(Excerpted records Opens)

PR #130, opened 2017-03-20
Feature/reverse capture cx 647

hjheath:
The scope it to capture the reverse side of driving licenses and document checks.

This required changes to sdk-core can be seen [here](https://github.com/onfido/onfido-sdk-core/pull/35). 

It should not merged until sdk-core has been released as it will break the latest demo.


rfreitas:
Travis automatic deployment: https://130-pr-onfido-sdk-ui-onfido.surge.sh

src/components/Capture/capture.js
```diff
@@ -0,0 +1,239 @@
+import { h, Component } from 'preact'
```
rfreitas: any reason for renaming this file? It's convention to name it `index`, since it facilitates the import statement.
If this is a compromise for the IDE, I recommend this:  https://atom.io/packages/smart-tab-name

hjheath: It's not IDE. I wrapped the Capture component and put it's public interface i.e. what App consumes in `index.js`. I move the internals to `capture.js` to make the index more readable.

src/index.js
```diff
@@ -62,15 +66,12 @@ function bindEvents (options) {
...
     faceCapture: data => { options.onFaceCapture(stripOneCapture(data)) },
     complete: data => { options.onComplete(strip(data)) }
   }
 
-  forEach(eventListenersMap, (listener, event) => {
-    if (event === 'ready') events.once(event, listener)
-    else events.on(event, listener)
-  })
-
+  forEach(eventListenersMap, (listener, event) => events.once(event, listener))
```
rfreitas: how does this behave if the user goes back and redoes the flow?

src/components/Capture/index.js
```diff
@@ -1,243 +1,36 @@
...
-import style from './style.css'
-import { functionalSwitch, impurify } from '../utils'
-import { canvasToBase64Images } from '../utils/canvas.js'
-import { fileToBase64, isOfFileType, fileToLossyBase64Image } from '../utils/file.js'
+import Capture from './capture.js'
+import { impurify } from '../utils'
 
-const StatelessDocumentCapture = options =>
-  <Capture method='document' autoCapture={true} {...options} />
+const StatelessFrontDocumentCapture = options =>
```
rfreitas: not sure if naming them stateless is necessary

src/components/Document/index.js
```diff
@@ -9,12 +9,10 @@ DocumentNotFound.defaultProps = {
   message: 'We are unable to detect an identity document in this image. Please try again.'
 }
 
-export const DocumentTitle = ({ useCapture, captureTitle, uploadTitle }) =>
-  <div className={theme.title}>{useCapture ? captureTitle : uploadTitle}</div>
-
-DocumentTitle.defaultProps = {
-  captureTitle: 'Place your document in the rectangle',
-  uploadTitle: 'Upload a picture of your document'
+export const DocumentTitle = ({ useCapture, side }) => {
```
rfreitas: having the static text as props allows us to be closer to the possibility of allowing full text customization.

rfreitas: having the static text as props allows us to be closer to the possibility of allowing full text customization.

rfreitas:
Travis automatic deployment: https://130-pr-onfido-sdk-ui-onfido.surge.sh

src/index.js
hjheath: It will not fire again.

I have an assumption throughout that there will only be one confirmed capture for face, document, reverse document. Is that a bad assumption?

src/components/Capture/index.js
hjheath: I agree, but they need a different name to the one we export. I thought 'stateless' was the most descriptive way to differentiate them from the public exported names

src/index.js
rfreitas: it is if the user goes back. I believe the firing multiple times was a fix to a bug related to going back in the flow and redoing the steps.

src/components/Capture/index.js
stephencookdev: I think you could also just

```
export {
  FrontDocumentCapture: impurify(FrontDocumentCapture),
}
```

src/index.js
stephencookdev: ^ sounds important to check!

But this is my only blocking comment in the PR :)

src/components/Capture/index.js
rfreitas: how does import deconstructing work when exporting an hash? Isn't there ambiguity if I export both a hash as default an individual values individually?

rfreitas: @stephencookdev ^ that was a question for you. (wondering if you knew...)

stephencookdev: Ah, sorry - didn't mean to ignore this :)

So as far as I'm aware

```
export {
  a,
  b,
};

export c;

export default {
  d
}
```

just results in what is effectively

```
{
  a,
  b,
  c,
  default: {
    d
  },
}
```

And then `import { a } from ...` would work, `import { d } from ...` would fail, and `import def from ...; def.d` would work

Not sure if that's what you were asking or not?

rfreitas: ugh, so horrible. That's what I expected. So you can't deconstruct a default export if you have non default exports, but can you deconstruct it if you only have one default export?
And is your example really accurate, can I do `import { default } from ...`?

hjheath: @stephencookdev that did not quite work. I had to do:

```
export default {
  FrontDocumentCapture: impurify(FrontDocumentCapture),
}
```

hjheath:
Closing this PR in favour of https://github.com/onfido/onfido-sdk-ui/pull/132

The comments on this PR have all been addressed there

(Excerpted records Closes)

Each record above must be given again exactly.

### Solved exercise
PR #130, opened 2017-03-20
Feature/reverse capture cx 647

hjheath:
The scope it to capture the reverse side of driving licenses and document checks.

This required changes to sdk-core can be seen [here](https://github.com/onfido/onfido-sdk-core/pull/35). 

It should not merged until sdk-core has been released as it will break the latest demo.


rfreitas:
Travis automatic deployment: https://130-pr-onfido-sdk-ui-onfido.surge.sh

src/components/Capture/capture.js
```diff
@@ -0,0 +1,239 @@
+import { h, Component } from 'preact'
```
rfreitas: any reason for renaming this file? It's convention to name it `index`, since it facilitates the import statement.
If this is a compromise for the IDE, I recommend this:  https://atom.io/packages/smart-tab-name

hjheath: It's not IDE. I wrapped the Capture component and put it's public interface i.e. what App consumes in `index.js`. I move the internals to `capture.js` to make the index more readable.

src/index.js
```diff
@@ -62,15 +66,12 @@ function bindEvents (options) {
...
     faceCapture: data => { options.onFaceCapture(stripOneCapture(data)) },
     complete: data => { options.onComplete(strip(data)) }
   }
 
-  forEach(eventListenersMap, (listener, event) => {
-    if (event === 'ready') events.once(event, listener)
-    else events.on(event, listener)
-  })
-
+  forEach(eventListenersMap, (listener, event) => events.once(event, listener))
```
rfreitas: how does this behave if the user goes back and redoes the flow?

src/components/Capture/index.js
```diff
@@ -1,243 +1,36 @@
...
-import style from './style.css'
-import { functionalSwitch, impurify } from '../utils'
-import { canvasToBase64Images } from '../utils/canvas.js'
-import { fileToBase64, isOfFileType, fileToLossyBase64Image } from '../utils/file.js'
+import Capture from './capture.js'
+import { impurify } from '../utils'
 
-const StatelessDocumentCapture = options =>
-  <Capture method='document' autoCapture={true} {...options} />
+const StatelessFrontDocumentCapture = options =>
```
rfreitas: not sure if naming them stateless is necessary

src/components/Document/index.js
```diff
@@ -9,12 +9,10 @@ DocumentNotFound.defaultProps = {
   message: 'We are unable to detect an identity document in this image. Please try again.'
 }
 
-export const DocumentTitle = ({ useCapture, captureTitle, uploadTitle }) =>
-  <div className={theme.title}>{useCapture ? captureTitle : uploadTitle}</div>
-
-DocumentTitle.defaultProps = {
-  captureTitle: 'Place your document in the rectangle',
-  uploadTitle: 'Upload a picture of your document'
+export const DocumentTitle = ({ useCapture, side }) => {
```
rfreitas: having the static text as props allows us to be closer to the possibility of allowing full text customization.

rfreitas: having the static text as props allows us to be closer to the possibility of allowing full text customization.

rfreitas:
Travis automatic deployment: https://130-pr-onfido-sdk-ui-onfido.surge.sh

src/index.js
hjheath: It will not fire again.

I have an assumption throughout that there will only be one confirmed capture for face, document, reverse document. Is that a bad assumption?

src/components/Capture/index.js
hjheath: I agree, but they need a different name to the one we export. I thought 'stateless' was the most descriptive way to differentiate them from the public exported names

src/index.js
rfreitas: it is if the user goes back. I believe the firing multiple times was a fix to a bug related to going back in the flow and redoing the steps.

src/components/Capture/index.js
stephencookdev: I think you could also just

```
export {
  FrontDocumentCapture: impurify(FrontDocumentCapture),
}
```

src/index.js
stephencookdev: ^ sounds important to check!

But this is my only blocking comment in the PR :)

src/components/Capture/index.js
rfreitas: how does import deconstructing work when exporting an hash? Isn't there ambiguity if I export both a hash as default an individual values individually?

rfreitas: @stephencookdev ^ that was a question for you. (wondering if you knew...)

stephencookdev: Ah, sorry - didn't mean to ignore this :)

So as far as I'm aware

```
export {
  a,
  b,
};

export c;

export default {
  d
}
```

just results in what is effectively

```
{
  a,
  b,
  c,
  default: {
    d
  },
}
```

And then `import { a } from ...` would work, `import { d } from ...` would fail, and `import def from ...; def.d` would work

Not sure if that's what you were asking or not?

rfreitas: ugh, so horrible. That's what I expected. So you can't deconstruct a default export if you have non default exports, but can you deconstruct it if you only have one default export?
And is your example really accurate, can I do `import { default } from ...`?

hjheath: @stephencookdev that did not quite work. I had to do:

```
export default {
  FrontDocumentCapture: impurify(FrontDocumentCapture),
}
```

hjheath:
Closing this PR in favour of https://github.com/onfido/onfido-sdk-ui/pull/132

The comments on this PR have all been addressed there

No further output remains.